Casino in Nevada, United States

The Silver City Casino was a casino on the Las Vegas Strip in Winchester, Nevada.

== History ==
Major Riddle opened the Silver City Casino in 1974 in the place of Riata Casino, which had opened in 1973 and closed in less than a year. Circus Circus Enterprises purchased the casino in 1981 for $30 million, then refurbished both the interior and exterior. In 1991 it became the strip's first casino to ban cigarette smoking.

In early 1997, investment group United Leisure bought the 8.5-acre property where the Silver City Casino sat, with plans to develop a hotel-casino on the property.

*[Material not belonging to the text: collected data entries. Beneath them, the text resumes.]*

PR #1957, opened 2019-01-25
Fix/TAO-6103 Horizontal orientation is not displayed properly in Preview mode

bziondik:


views/js/ui/waitForMedia.js
```diff
@@ -71,13 +74,13 @@ define(['jquery'], function($){
                 return;
             }
 
-            $img.each(function(){
-                if(this.complete){
-                    //the image is already loaded by the browser
-                    imageLoaded.call(this);
+            $allSource.each(function(){
+                if(this.tagName === "IMG" && this.complete || this.tagName === "LINK" && this.sheet){
```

In October 1999, San Francisco businessman Luke Brugnara purchased Silver City from United Casino Holdings LLC, at a cost of $31.5 million. At that time, the 20000 sqft casino was operated by Mandalay Resort Group, which leased the space. The casino had approximately 150 employees, and was planned to close at the end of the month. The closure occurred on October 31, 1999. Brugnara had applied for a gaming license in August 1999, but was still undergoing a pre-licensing investigation, which prevented him from keeping the casino open. Brugnara planned to fully remodel the casino and to demolish the adjacent Las Vegas Shopping Plaza, which was to become the site of two restaurants. Walgreens opened a store on the property on November 30, 1999.

By January 2000, Brugnara was planning to build a San Francisco-themed resort on the property. Brugnara planned to give Silver City a multimillion-dollar renovation, which would include building around the Walgreens store, with plans to have a fully operational hotel-casino by 2002. In March 2001, Brugnara's request for a gaming license was rejected. Brugnara had stated his intention to sue the Nevada Gaming Control Board if rejected, although he later dropped such plans.

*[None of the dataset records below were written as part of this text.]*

PR #1964, opened 2019-01-30
Feature/tao 7419 dialog heading & checkbox

oatymart:
UI parts for https://oat-sa.atlassian.net/browse/TAO-7419

Just adding a checkbox template and the possibility to display a heading in the dialog template.

See https://github.com/oat-sa/extension-tao-testqti/pull/1427 for the main work which requires these changes.


views/js/ui/dialog/tpl/checkbox.tpl
```diff
@@ -0,0 +1,5 @@
+<label for="{{id}}">
+    <input type="checkbox" id="{{id}}" name="{{id}}" {{#if checked}}checked{{/if}} />
+    <span class="icon-checkbox"></span>
+    {{{text}}}
```
krampstudio: Could you please use `{{text}}` instead, since we target only to insert text, that'll prevent some xss cases.

views/js/ui/dialog/tpl/body.tpl
```diff
@@ -1,5 +1,9 @@
 <div class="preview-modal-feedback modal">
     <div class="modal-body clearfix">
+        {{#if heading}}
+        <h4 class="strong">{{{heading}}}</h4>
```
krampstudio: Could you please use `{{heading}}` instead, since we target only to insert text, that'll prevent some xss cases.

By July 2001, Brugnara had begun reapplying for a gaming license to operate the casino. In May 2002, it was announced that Brugnara had sold the casino and its 3.5-acre property to Angelo, Gordon & Co., which planned to demolish it and build a Ross clothing store. Brugnara retained six acres of vacant property located behind the casino. In 2003, Brugnara was planning to build a 24-story, 304-room hotel and casino resort on the property. The resort, to be named "Tycoon", was to be designed by Lee Linton (architect of Caesars Palace), with an expected cost of approximately $100 million.

The casino was demolished in 2004 to make way for a shopping center known as Silver City Plaza. As of November 2021, a marquee for Silver City Casino still stands on Convention Center Drive.